Слава богу, стрелять перестали!
Ни минуты мы нынче не спали,
И едва ли кто в городе спал:
Ночью пушечный гром грохотал,
Не до сна! Вся столица молилась,
Чтоб Нева в берега воротилась,
И минула большая беда —
Понемногу сбывает вода, —
 
 
   прочел Писарев в «Современнике» недели две спустя и решил, что Некрасов — поэт не хуже Аполлона Майкова.
   В той же книжке журнала была повесть Тургенева «Дворянское гнездо». До сих пор Писарев читал только его «Записки охотника» — и скучал над ними. Теперь Тургенев его захватил. Вспоминать и воображать разговоры его героев было увлекательно. К тому же дом Калитиных, и парк, и вся обстановка так знакомы были с детства и похожи на Знаменское. А главное — Лаврецкий влюблялся в свою кузину, и родственники негодовали.

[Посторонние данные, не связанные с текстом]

PR #54, opened 2024-05-14
feat: Adding Multilingual Support

abanuelo:
### Description

Given that clients need to platform to be multilingual, we have added multilingual support. Note that for this demo as well users can reload the page and they will stick with their preferred language preference.

#### Demo

https://github.com/cascaritaco/cascarita/assets/32311654/73db869e-d87d-49f4-9155-51ae5ef12d58

### Checklist


saulRM10 (approved):
Pulled and tested the branch, looks good !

И собственная Митина жизнь, как будто еще и не начатая, в этой повести вдруг наполнилась волнением, музыкой, красотой — и казалась значительной.

Глава пятая
1859

 
   Столько событий! Появился новый журнал «Русское слово». Курочкин и Степанов основали «Искру» — сатирический еженедельник. В «Отечественных записках» начался наконец «Обломов» Гончарова — вяло, растянуто, совсем не то, что «Дворянское гнездо», а все-таки уже сейчас видно, что вещь капитальная. А «Рассвет» опаздывает, еще нет цензурного разрешения, первый блин — комом, но это пустяки.
   Двадцать восьмого января Кремпин вручил Писареву гонорар и два экземпляра первой книжки «Рассвета». Один был тотчас отправлен в Грунец, а с другим Писарев не расставался. Это был пухлый — восемнадцать листов против обещанных публике десяти! — томик, набитый тусклой переводной беллетристикой да посредственными историческими статьями.
   Но отдел библиографии открывался предисловием, которое Писарев составил сам, потом шла дюжина его рецензий, а в конце полужирным шрифтом была набрана его подпись. Почти все статьи в журнале были анонимные, переводчики подписывались одними инициалами, а тут на видном месте стояло: Д. Писарев.
   Впервые видел он свою фамилию в печати, впервые отослал матери двадцать рублей.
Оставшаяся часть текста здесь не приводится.